Class DictionaryEncoder

java.lang.Object
org.apache.arrow.vector.dictionary.DictionaryEncoder

public class DictionaryEncoder extends Object
Encoder/decoder for Dictionary encoded ValueVector. Dictionary encoding produces an integer ValueVector. Each entry in the Vector is index into the dictionary which can hold values of any type.
  • Constructor Details

  • Method Details

    • encode

      public static ValueVector encode(ValueVector vector, Dictionary dictionary)
      Dictionary encodes a vector with a provided dictionary.
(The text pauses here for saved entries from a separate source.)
PR #579, opened 2021-01-09
Treat etag errors across all state stores

yaron2:
This PR consolidates error handling for possible etag mismach and invalid etags across all state stores.

Partially closes https://github.com/dapr/dapr/issues/2619

### DIFF
--- a/state/azure/tablestorage/tablestorage.go
+++ b/state/azure/tablestorage/tablestorage.go
@@ -95,7 +95,12 @@ func (r *StateStore) Init(metadata state.Metadata) error {
 func (r *StateStore) Delete(req *state.DeleteRequest) error {
 	r.logger.Debugf("delete %s", req.Key)
 
-	return r.deleteRow(req)
+	err := r.deleteRow(req)
+	if req.ETag != "" {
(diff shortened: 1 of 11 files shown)


artursouza (approved):

state/azure/tablestorage/tablestorage.go
```diff
@@ -122,7 +127,12 @@ func (r *StateStore) Get(req *state.GetRequest) (*state.GetResponse, error) {
 func (r *StateStore) Set(req *state.SetRequest) error {
 	r.logger.Debugf("saving %s", req.Key)
 
-	return r.writeRow(req)
+	err := r.writeRow(req)
+	if req.ETag != "" {
+		return state.NewETagError(state.ETagMismatch, err)
+	}
```
rynowak, line 133: @yaron2 - can you explain how this works? I'm not familiar with those code but it looks like this would return `state.NewETagError` every time an ETag is specified.

yaron2: Theres an err check missing here, I'll push a fix later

The dictionary must contain all values in the vector.
      Parameters:
      vector - vector to encode
      dictionary - dictionary used for encoding
      Returns:
      dictionary encoded vector
    • decode

      public static ValueVector decode(ValueVector indices, Dictionary dictionary)
      Decodes a dictionary encoded array using the provided dictionary.
      Parameters:
      indices - dictionary encoded values, must be int type
      dictionary - dictionary used to decode the values
      Returns:
      vector with values restored from dictionary
    • decode

      public static ValueVector decode(ValueVector indices, Dictionary dictionary, BufferAllocator allocator)
      Decodes a dictionary encoded array using the provided dictionary.
      Parameters:
      indices - dictionary encoded values, must be int type
      dictionary - dictionary used to decode the values
      allocator - allocator the decoded values use
      Returns:
      vector with values restored from dictionary
    • getIndexType

      public static ArrowType.Int getIndexType(int valueCount)
      Get the indexType according to the dictionary vector valueCount.
      Parameters:
      valueCount - dictionary vector valueCount.
      Returns:
      index type.
    • encode

      public ValueVector encode(ValueVector vector)
      Encodes a vector with the built hash table in this encoder.
    • decode

      public ValueVector decode(ValueVector indices)
      Decodes a vector with the dictionary in this encoder. decode(ValueVector, Dictionary, BufferAllocator) should be used instead if only decoding is required as it can avoid building the DictionaryHashTable which only makes sense when encoding.